Insurers’ ‘Nightmare’ Scenario: Irma damages may hit $200 billion, top Katrina
Hurricane Irma was strengthening ahead of an all-but-certain collision with southern Florida after devastating the Caribbean islands and threatening to become the most expensive storm in U.S. history.
Irma strengthened and made landfall in Cuba on Friday as a Category 5 storm, as millions of Florida residents were ordered to evacuate after the storm killed 21 people in the eastern Caribbean and left catastrophic destruction in its wake.

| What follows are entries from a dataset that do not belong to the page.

PR #544, opened 2015-07-19
Caching

albertcui:


albertcui:
TODO:

[ ] Fix responsiveness of front page
[ ] Make toggle theme in footer not make the footer so much taller
[ ] Investigate table row borders

howardc93:
Light theme looks pretty bad ATM, it will either need to be removed or we'll need to work on it before deploying.

PR #550, opened 2015-07-21
[WIP] ES6 + Linting

vramana:


public/js/histograms.js
```diff
@@ -77,82 +71,79 @@ module.exports = function createHistogram(counts, win_counts, label) {
...
                         t = Number(t) / scalef;
-                        //these labels are times and need to be formatted
+                        // these labels are times and need to be formatted
                         var times = {
-                            "duration": 1,
-                            "first_blood_time": 1
+                            duration: 1,
+                            first_blood_time: 1
                         };
                         if (times[label]) {
```
vramana: @howardc93 @albertcui Isn't this reduntant code here? `times` object is has no key label clearly from the declaration.

howardc93: label is a variable.  So we may have that key.

vramana: Sorry my bad

howardc93:
How thoroughly is this tested?

vramana:
Hey, I haven't tested this. My machine is taking too long to even build. So, I didn't test this yesterday I will today. In the meantime Can you build this locally once and report any problems? I don't expect anything to break as such.

vramana:
I have tested this branch by running `npm start web` everything seems to render fine except I don't have redis database. May be you can check that part.

howardc93:
@albertcui do you want to weigh in on ES6?  Eventually we'll be able to avoid the need to use babel, right?

Does the eslint slow the build significantly? (How long does it take to run?)

vramana:
@howardc93 It doesn't slow the build at all. May be it takes around 5-10 secs to do the linting.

Irma struck Camaguey Archipelago with 160 mph (260 kph) winds late on Friday, the National Hurricane Center (NHC) said in an advisory. Category 5 is the NHC’s most powerful designation.
Irma, one of the fiercest Atlantic storms in a century, was expected to hit Florida on Sunday morning, bringing massive damage from wind and flooding to the fourth-largest state by population.
It has already left at least 21 people dead, thousands homeless across the Caribbean and threatens to rack up as much as $200 billion in damages.
“Much of Florida, especially the southern half, is in for a really long and horrible day on Sunday,” said Todd Crawford, lead meteorologist at The Weather Company in Andover, Massachusetts. Another example of “the power of nature on a heavily populated part of the U.S. coastline is imminent, and the costs will be great.”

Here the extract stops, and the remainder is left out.